Given data section start

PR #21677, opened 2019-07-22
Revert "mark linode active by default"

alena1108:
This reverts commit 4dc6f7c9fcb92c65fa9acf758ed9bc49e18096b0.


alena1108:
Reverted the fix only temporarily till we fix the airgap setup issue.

Given data section end
Given data section start

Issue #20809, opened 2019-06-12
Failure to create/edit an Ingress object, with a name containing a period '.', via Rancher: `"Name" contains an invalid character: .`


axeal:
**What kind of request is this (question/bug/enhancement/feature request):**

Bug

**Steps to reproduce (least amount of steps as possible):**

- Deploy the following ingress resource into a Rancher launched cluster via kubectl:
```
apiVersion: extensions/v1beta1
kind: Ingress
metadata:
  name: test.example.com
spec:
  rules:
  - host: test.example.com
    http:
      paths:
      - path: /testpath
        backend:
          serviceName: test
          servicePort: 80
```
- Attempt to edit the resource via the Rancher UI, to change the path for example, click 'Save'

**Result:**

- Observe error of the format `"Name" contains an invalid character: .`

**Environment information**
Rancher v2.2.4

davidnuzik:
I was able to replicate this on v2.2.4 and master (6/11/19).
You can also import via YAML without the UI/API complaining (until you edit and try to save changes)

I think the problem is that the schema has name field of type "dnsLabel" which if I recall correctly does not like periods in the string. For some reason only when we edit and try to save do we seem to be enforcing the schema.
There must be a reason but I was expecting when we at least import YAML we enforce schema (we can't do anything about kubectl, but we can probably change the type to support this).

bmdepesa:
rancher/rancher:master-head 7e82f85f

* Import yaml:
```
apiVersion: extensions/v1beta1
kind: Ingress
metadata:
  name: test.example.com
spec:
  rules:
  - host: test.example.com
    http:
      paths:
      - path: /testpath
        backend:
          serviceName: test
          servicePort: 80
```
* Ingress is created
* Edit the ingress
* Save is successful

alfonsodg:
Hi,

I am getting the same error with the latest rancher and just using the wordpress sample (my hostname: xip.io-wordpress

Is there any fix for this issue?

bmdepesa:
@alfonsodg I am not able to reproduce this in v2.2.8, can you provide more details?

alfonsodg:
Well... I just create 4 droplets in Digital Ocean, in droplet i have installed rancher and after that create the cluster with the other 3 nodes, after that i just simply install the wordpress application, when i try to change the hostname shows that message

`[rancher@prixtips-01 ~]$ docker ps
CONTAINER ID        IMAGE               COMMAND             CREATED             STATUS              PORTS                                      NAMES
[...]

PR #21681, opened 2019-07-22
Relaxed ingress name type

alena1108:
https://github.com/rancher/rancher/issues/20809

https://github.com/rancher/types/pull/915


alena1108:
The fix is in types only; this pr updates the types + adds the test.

Given data section end

#### [Task brief]
Tally the lines of the listing that contain "reproduce" and give the tally alone.

#### [Output for this exercise]
2